(Stored items)
════
PR #660, opened 2025-05-31
test: deflake e2e by forwarding to svc, not pod

### LINKED ISSUE #647: flake: Test_Examples_ProviderFallback
https://github.com/envoyproxy/ai-gateway/actions/runs/15306450239/job/43060306635

mathetake:
**Commit Message**

Previously, the pod was the target for port-forwarding. However, that can be fragile since the pod may be rolled out even after the gateway itself becomes healthy after the side car injection. This will deflake the tests by using the service as a target which allows us to avoid choosing the pod that is in the middle of termination/rollout.

Closes #647

### DIFF
--- a/examples/monitoring/monitoring.yaml
+++ b/examples/monitoring/monitoring.yaml
@@ -136,6 +136,8 @@ kind: Service
 metadata:
   name: prometheus
   namespace: monitoring
+  labels:
+    app: prometheus
 spec:
   selector:
     app: prometheus
--- a/tests/e2e/provider_fallback_test.go
+++ b/tests/e2e/provider_fallback_test.go
@@ -54,7 +54,7 @@ func Test_Examples_ProviderFallback(t *testing.T) {
 	// So, no matter how many times we try, we should always get a 503 error.
 	for i := range 5 {
 		t.Run("no-fallback/"+strconv.Itoa(i), func(t *testing.T) {
-			fwd := requireNewHTTPPortForwarder(t, egNamespace, egSelector, egDefaultPort)
+			fwd := requireNewHTTPPortForwarder(t, egNamespace, egSelector, egDefaultServicePort)
 			defer fwd.kill()
 
 			ctx, cancel := context.WithTimeout(t.Context(), 10*time.Second)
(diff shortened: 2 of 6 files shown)


mathetake:
🤞

mathetake:
ok i will re-run 10 times at least

mathetake:
ok at least 5 times passing

mathetake:
ok i believe it's fixed!

mathetake:
ping

examples/monitoring/monitoring.yaml
```diff
@@ -136,6 +136,8 @@ kind: Service
 metadata:
   name: prometheus
   namespace: monitoring
+  labels:
```
aabchoo, line 139: Is this related to the fix?

tests/e2e/provider_fallback_test.go
```diff
@@ -54,7 +54,7 @@ func Test_Examples_ProviderFallback(t *testing.T) {
 	// So, no matter how many times we try, we should always get a 503 error.
 	for i := range 5 {
 		t.Run("no-fallback/"+strconv.Itoa(i), func(t *testing.T) {
-			fwd := requireNewHTTPPortForwarder(t, egNamespace, egSelector, egDefaultPort)
+			fwd := requireNewHTTPPortForwarder(t, egNamespace, egSelector, egDefaultServicePort)
```
aabchoo, line 57: Is this the correct port? https://github.com/envoyproxy/ai-gateway/blob/main/examples/provider_fallback/base.yaml#L188

examples/monitoring/monitoring.yaml
mathetake: related yes, without this service cannot be port-forward target

tests/e2e/provider_fallback_test.go
mathetake: this 443 is fake port that is supposed to fail and not relevant here. (knid: Service != Gateway which we are talking about, so the resource you pointed is nothing to do here except for prometheus)

aabchoo (approved):

tests/e2e/provider_fallback_test.go
aabchoo: ah I see because that's example and not part of e2e 🤦

mathetake:
@aabchoo thank you for the look!!!

PR #672, opened 2025-06-02
ci: removes unnecessary line in release.yaml

mathetake:
**Commit Message**

This removes the redundant upload in release.yaml which resulted in uploading the same artifacts twice. 
The CI failed in https://github.com/envoyproxy/ai-gateway/actions/runs/15404045295/job/43343173369
while we can see the artifacts already uploaded correctly at `gh release create`.

Follow up on #513

### DIFF
--- a/.github/workflows/release.yaml
+++ b/.github/workflows/release.yaml
@@ -46,6 +46,5 @@ jobs:
         if: ${{ !contains(github.ref, '-rc') }}
         run: |
           gh release create $TAG --draft --title $TAG --notes "To be written by the release manager" ./out/ai-gateway-crds-helm-${TAG}.tgz ./out/ai-gateway-helm-${TAG}.tgz
-          gh release upload $TAG ./out/ai-gateway-crds-helm-${TAG}.tgz ./out/ai-gateway-helm-${TAG}.tgz
         env:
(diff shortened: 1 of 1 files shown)


.github/workflows/release.yaml
```diff
@@ -46,6 +46,5 @@ jobs:
         if: ${{ !contains(github.ref, '-rc') }}
```
aabchoo, line 45: The title says "for RC" but this GitHub action step is for stable release

mathetake: oh my good catch, this is not limited to rc and i need to fix ti

mathetake: https://github.com/envoyproxy/ai-gateway/pull/672/commits/01d156fe735e962de7a8c2e901bfdc155c02a8a0 done

aabchoo:
I'm surprised we didn't run into this problem the first time we had a release

mathetake:
because this is added in https://github.com/envoyproxy/ai-gateway/issues/513 as in the PR description 😉

mathetake:
or more precisely this https://github.com/envoyproxy/ai-gateway/pull/618

mathetake:
Or more precisely my concern https://github.com/envoyproxy/ai-gateway/pull/618#discussion_r2093598789 was corect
════
• [Directions] Print every record above exactly as it appears.

• [Result of the exercise]
PR #660, opened 2025-05-31
test: deflake e2e by forwarding to svc, not pod

### LINKED ISSUE #647: flake: Test_Examples_ProviderFallback
https://github.com/envoyproxy/ai-gateway/actions/runs/15306450239/job/43060306635

mathetake:
**Commit Message**

Previously, the pod was the target for port-forwarding. However, that can be fragile since the pod may be rolled out even after the gateway itself becomes healthy after the side car injection. This will deflake the tests by using the service as a target which allows us to avoid choosing the pod that is in the middle of termination/rollout.

Closes #647

### DIFF
--- a/examples/monitoring/monitoring.yaml
+++ b/examples/monitoring/monitoring.yaml
@@ -136,6 +136,8 @@ kind: Service
 metadata:
   name: prometheus
   namespace: monitoring
+  labels:
+    app: prometheus
 spec:
   selector:
     app: prometheus
--- a/tests/e2e/provider_fallback_test.go
+++ b/tests/e2e/provider_fallback_test.go
@@ -54,7 +54,7 @@ func Test_Examples_ProviderFallback(t *testing.T) {
 	// So, no matter how many times we try, we should always get a 503 error.
 	for i := range 5 {
 		t.Run("no-fallback/"+strconv.Itoa(i), func(t *testing.T) {
-			fwd := requireNewHTTPPortForwarder(t, egNamespace, egSelector, egDefaultPort)
+			fwd := requireNewHTTPPortForwarder(t, egNamespace, egSelector, egDefaultServicePort)
 			defer fwd.kill()
 
 			ctx, cancel := context.WithTimeout(t.Context(), 10*time.Second)
(diff shortened: 2 of 6 files shown)


mathetake:
🤞

mathetake:
ok i will re-run 10 times at least

mathetake:
ok at least 5 times passing

mathetake:
ok i believe it's fixed!

mathetake:
ping

examples/monitoring/monitoring.yaml
```diff
@@ -136,6 +136,8 @@ kind: Service
 metadata:
   name: prometheus
   namespace: monitoring
+  labels:
```
aabchoo, line 139: Is this related to the fix?

tests/e2e/provider_fallback_test.go
```diff
@@ -54,7 +54,7 @@ func Test_Examples_ProviderFallback(t *testing.T) {
 	// So, no matter how many times we try, we should always get a 503 error.
 	for i := range 5 {
 		t.Run("no-fallback/"+strconv.Itoa(i), func(t *testing.T) {
-			fwd := requireNewHTTPPortForwarder(t, egNamespace, egSelector, egDefaultPort)
+			fwd := requireNewHTTPPortForwarder(t, egNamespace, egSelector, egDefaultServicePort)
```
aabchoo, line 57: Is this the correct port? https://github.com/envoyproxy/ai-gateway/blob/main/examples/provider_fallback/base.yaml#L188

examples/monitoring/monitoring.yaml
mathetake: related yes, without this service cannot be port-forward target

tests/e2e/provider_fallback_test.go
mathetake: this 443 is fake port that is supposed to fail and not relevant here. (knid: Service != Gateway which we are talking about, so the resource you pointed is nothing to do here except for prometheus)

aabchoo (approved):

tests/e2e/provider_fallback_test.go
aabchoo: ah I see because that's example and not part of e2e 🤦

mathetake:
@aabchoo thank you for the look!!!

PR #672, opened 2025-06-02
ci: removes unnecessary line in release.yaml

mathetake:
**Commit Message**

This removes the redundant upload in release.yaml which resulted in uploading the same artifacts twice. 
The CI failed in https://github.com/envoyproxy/ai-gateway/actions/runs/15404045295/job/43343173369
while we can see the artifacts already uploaded correctly at `gh release create`.

Follow up on #513

### DIFF
--- a/.github/workflows/release.yaml
+++ b/.github/workflows/release.yaml
@@ -46,6 +46,5 @@ jobs:
         if: ${{ !contains(github.ref, '-rc') }}
         run: |
           gh release create $TAG --draft --title $TAG --notes "To be written by the release manager" ./out/ai-gateway-crds-helm-${TAG}.tgz ./out/ai-gateway-helm-${TAG}.tgz
-          gh release upload $TAG ./out/ai-gateway-crds-helm-${TAG}.tgz ./out/ai-gateway-helm-${TAG}.tgz
         env:
(diff shortened: 1 of 1 files shown)


.github/workflows/release.yaml
```diff
@@ -46,6 +46,5 @@ jobs:
         if: ${{ !contains(github.ref, '-rc') }}
```
aabchoo, line 45: The title says "for RC" but this GitHub action step is for stable release

mathetake: oh my good catch, this is not limited to rc and i need to fix ti

mathetake: https://github.com/envoyproxy/ai-gateway/pull/672/commits/01d156fe735e962de7a8c2e901bfdc155c02a8a0 done

aabchoo:
I'm surprised we didn't run into this problem the first time we had a release

mathetake:
because this is added in https://github.com/envoyproxy/ai-gateway/issues/513 as in the PR description 😉

mathetake:
or more precisely this https://github.com/envoyproxy/ai-gateway/pull/618

mathetake:
Or more precisely my concern https://github.com/envoyproxy/ai-gateway/pull/618#discussion_r2093598789 was corect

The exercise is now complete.